A series of asymmetrical terpyridine ruthenium-TAA redox-active organometallic complexes was prepared and characterized. The bonding and electronic properties of these complexes were investigated by spectro-electrochemistry and theoretical calculations. Electrochemical results revealed that four complexes exhibited two successive single-electron redox processes, in which the first-step electrochemical behavior of tpyRu-ethynyl-TAA complexes occurred at the triarylamine moiety, the first-step based-metal oxidation of Cl-tpyRu-TAA complex was decided, and their half-wave potential difference ∆E decreased gradually.

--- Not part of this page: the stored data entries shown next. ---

PR #1006, opened 2020-02-14
Make geometry inclusion for pdf calls configurable

jwkaltz:
Make geometry inclusion for pdf calls configurable.

Follow-up to PR #883. For complex/big parcels, the print payload becomes very large when all geometry data is included; but in fact, for the MapFish Print this is not necessary. 

This PR has been tested at Schwyz, using pyramid_oereb v1.7.1.

### DIFF
--- a/pyramid_oereb/views/webservice.py
+++ b/pyramid_oereb/views/webservice.py
@@ -339,10 +339,11 @@ class PlrWebservice(object):
         if extract_format == 'pdf' and user_requested_geometry:
             raise HTTPBadRequest('Geometry is not available for format PDF.')
 
-        # If PDF is to be produced, always include geometry
-        # (even though the URL shall not contain geometry parameter)
+        # If PDF is to be produced, check if geometry should be included
+        # (even though the URL is not allowed to not contain geometry parameter)
         if extract_format == 'pdf':
-            with_geometry = True
+            if Config.get('print', {}).get('with_geometry', True):
+                with_geometry = True
 
         # With images?
         with_images = self._params.get('WITHIMAGES') is not None
--- a/pyramid_oereb/views/webservice.py
+++ b/pyramid_oereb/views/webservice.py
@@ -340,10 +340,10 @@ class PlrWebservice(object):
             raise HTTPBadRequest('Geometry is not available for format PDF.')
 
         # If PDF is to be produced, check if geometry should be included
-        # (even though the URL is not allowed to not contain geometry parameter)
+        # (this override can be needed for the print service. Note that, to be compliant to specification,
+        # the URL for a PDF request should not contain the geometry parameter)
         if extract_format == 'pdf':
-            if Config.get('print', {}).get('with_geometry', True):
-                with_geometry = True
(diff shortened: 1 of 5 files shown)


pfirpfel:


```diff

Complexity increasing per file
==============================
- pyramid_oereb/views/webservice.py  1
         
```


See the complete overview on [Codacy](https://app.codacy.com/manual/pyramid_oereb/pyramid_oereb/pullRequest?prid=5004639&bid=16511107)

pfirpfel:


```diff

Complexity increasing per file
==============================
- pyramid_oereb/views/webservice.py  1
         
```


See the complete overview on [Codacy](https://app.codacy.com/manual/pyramid_oereb/pyramid_oereb/pullRequest?prid=5004639&bid=16511107)

pyramid_oereb/views/webservice.py
```diff
@@ -339,10 +339,11 @@ def __validate_extract_params__(self):
...
             raise HTTPBadRequest('Geometry is not available for format PDF.')
 
-        # If PDF is to be produced, always include geometry
-        # (even though the URL shall not contain geometry parameter)
+        # If PDF is to be produced, check if geometry should be included
+        # (even though the URL is not allowed to not contain geometry parameter)
         if extract_format == 'pdf':
-            with_geometry = True
+            if Config.get('print', {}).get('with_geometry', True):
+                with_geometry = True
```
marionb: This saves you some writing and is I think easier to read.
```suggestion
            with_geometry = Config.get('print', {}).get('with_geometry', True) or with_geometry
```
(by the way if in the config `with_geometry = False' the value for `with_geometry` here can still be `True` depending on what was set above. I don't know if this is intended?)

jwkaltz:
> I think the geometry is necessary for the PDF extract to draw the real estate highlight. But you are right, this might result in a lot of data overhead as the geometries of the public law restrictions are unused.
> 
> Maybe we could adapt the Mapfish Print renderer to ensure that only the real estate geometry is included to reduce data.

Yes, maybe that would be an option, too -
but if you don't mind, I would like to do this PR first, because this way, each project has the option to go back to the way MapFish Print was called in pyramid_oereb version 1.4. In the case of Schwyz, for one of the parcels, the payload otherwise increases from 80k to 220 MB (280 times bigger)...
Since the behaviour is made configurable, each project can choose whether it wants to way it was done in pyramid_oereb 1.4, or whether it wants the default way since pyramid_oereb 1.5.

pyramid_oereb/views/webservice.py
jwkaltz: Thanks, I have changed it.

Regarding your question: the "geometry" option is somewhat confusing, because it is allowed for XML/JSON calls, but not for PDFs. But for some PDF calls (xml2pdf), geometry data is needed.
I have updated the comment in the code, hopefully it is clearer like this.

pfirpfel:


```diff

Complexity increasing per file
==============================
- pyramid_oereb/views/webservice.py  1
         
```


See the complete overview on [Codacy](https://app.codacy.com/manual/pyramid_oereb/pyramid_oereb/pullRequest?prid=5004639&bid=16511107)

PR #1008, opened 2020-02-18
Debug coordinate transformations for GEO-2924

marionb:
add debug logging for coordinate transformations for the egrid request.

### DIFF
--- a/pyramid_oereb/views/webservice.py
+++ b/pyramid_oereb/views/webservice.py
@@ -420,10 +420,15 @@ class PlrWebservice(object):
             shapely.geometry.Point or shapely.geometry.Polygon: The transformed coordinates as
             Point.
         """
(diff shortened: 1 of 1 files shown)


jwkaltz:
This would already for useful for debugging, but I would prefer to see the actual input parameters to the external function in the logs

(I realize that, in this case, it will simply be "epsg:" concatenated with what you are proposing to log - but I think this would make it easier to read the logs (and quicker to understand what the external function will do))

marionb:
@jwkaltz I think we can close this PR. From what I saw the issue is solved? Or do we sill need this?

jwkaltz:
> @jwkaltz I think we can close this PR. From what I saw the issue is solved? Or do we sill need this?

these debug statements can be useful in another case (when there is an actual transformation happening), so I suggest we merge the PR

PR #1027, opened 2020-04-22
Doc: user group information

jwkaltz:
Add mechanism to be able to add any files to the doc; add user group short information and slides


jwkaltz:
@vvmruder do you want to add more slides now from the last user group? (it can be done later as well, of course)

vvmruder:
In the moment its ok for me. I think its a good idea to gather this in the docs. Thank you for that.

The near-infrared (NIR) spectroscopic results of mixed-valence states obtained by spectro-electrochemistry showed that they all have NIR multiple absorption characteristics. The maximum absorption wavelength of singly-oxidized tpyRu-ethynyl-TAA molecules redshifted with bridge conjugate extension, whereas Cl-tpyRu-TAA mixed-valence state only displayed weak absorption at high-energy region, as later confirmed by TDDFT calculation. The electron coupling parameters Hab obtained from the inter-valence charge transfer analysis of mixed-valence states by the Marcus–Hush theory decreased gradually with the extension of the bridge chain, consistent with the electrochemical results. In addition, DFT calculation reflected that the HOMO contribution in bridge chain of neutral molecules increased with the conjugate bridge extension, and the spin density distribution of mixed-valence states was mainly localized on the aryl bridge and NAr2 and featured the less metal character and hence less charge delocalization. The above results concluded that the degree of electronic coupling and the order of redox processes are greatly affected by conjugated bridge and the coordination model between terpyridine and ruthenium.